### EXERCISE DIRECTIONS
Only the lines holding "password" are wanted here; copy each from the listing.

### RECORDS SHOWN
PR #1274, opened 2019-06-22
Improve extensibility of plain text auth provider

olim7t:
Until we agree on something for [JAVA-2236](https://datastax-oss.atlassian.net/browse/JAVA-2236), this provides an easy first step for implementors who want to retrieve the credentials from another source.

### DIFF
--- a/core/src/main/java/com/datastax/oss/driver/internal/core/auth/PlainTextAuthProviderBase.java
+++ b/core/src/main/java/com/datastax/oss/driver/internal/core/auth/PlainTextAuthProviderBase.java
@@ -1,0 +1,166 @@
+/*
+ * Copyright DataStax, Inc.
+ *
+ * Licensed under the Apache License, Version 2.0 (the "License");
+ * you may not use this file except in compliance with the License.
+ * You may obtain a copy of the License at
+ *
+ * http://www.apache.org/licenses/LICENSE-2.0
+ *
+ * Unless required by applicable law or agreed to in writing, software
+ * distributed under the License is distributed on an "AS IS" BASIS,
+ * WITHOUT WARRANTIES OR CONDITIONS OF ANY KIND, either express or implied.
+ * See the License for the specific language governing permissions and
+ * limitations under the License.
+ */
+package com.datastax.oss.driver.internal.core.auth;
+
+import com.datastax.oss.driver.api.core.auth.AuthProvider;
+import com.datastax.oss.driver.api.core.auth.Authenticator;
+import com.datastax.oss.driver.api.core.auth.SyncAuthenticator;
+import com.datastax.oss.driver.api.core.metadata.EndPoint;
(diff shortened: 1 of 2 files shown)


core/src/main/java/com/datastax/oss/driver/internal/core/auth/PlainTextAuthProviderBase.java
```diff
@@ -0,0 +1,137 @@
...
+
+  @Override
+  public void close() {
+    // nothing to do
+  }
+
+  protected static class Credentials {
+
+    private final String username;
+    private final String password;
```
adutra: As an additional security measure, I would recommend storing the password as a char array, for the reasons explained [here](https://stackoverflow.com/questions/8881291/why-is-char-preferred-over-string-for-passwords). Converting from `char[]` to `byte[]` later on will be a bit annoying, but it's still doable.

adutra (approved):

core/src/main/java/com/datastax/oss/driver/internal/core/auth/PlainTextAuthProviderBase.java
olim7t: Good point, I was not aware of that.

> Converting from char[] to byte[] later on will be a bit annoying

We might as well use `byte[]` directly then, wdyt?

adutra: I fear that users might be surprised by a password field of type `byte[]`, but I am OK going that direction if you think it's easier.

olim7t: All things considered, I'll stick to `char[]`. Using bytes forces the UTF-8 encoding on the users, that's kind of an implementation detail.

core/src/main/java/com/datastax/oss/driver/internal/core/auth/PlainTextAuthProviderBase.java
```diff
@@ -0,0 +1,166 @@
...
+
+    private ByteBuffer toUtf8Bytes(char[] charArray) {
+      CharBuffer charBuffer = CharBuffer.wrap(charArray);
+      return Charsets.UTF_8.encode(charBuffer);
+    }
+
+    @Override
+    @Nullable
+    public ByteBuffer initialResponseSync() {
+      return initialToken.duplicate();
```
olim7t, line 152: Continuing with the idea that sensitive information should be kept in memory as shortly as possible, this should probably be cleared once the protocol layer is done with it.

That's not really urgent (currently it will be GCed with the `Authenticator` / `ProtocolInitHandler`), I've logged [JAVA-2306](https://datastax-oss.atlassian.net/browse/JAVA-2306) to follow up on it.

### YOUR RESPONSE
+    private final String password;
adutra: As an additional security measure, I would recommend storing the password as a char array, for the reasons explained [here](https://stackoverflow.com/questions/8881291/why-is-char-preferred-over-string-for-passwords). Converting from `char[]` to `byte[]` later on will be a bit annoying, but it's still doable.
adutra: I fear that users might be surprised by a password field of type `byte[]`, but I am OK going that direction if you think it's easier.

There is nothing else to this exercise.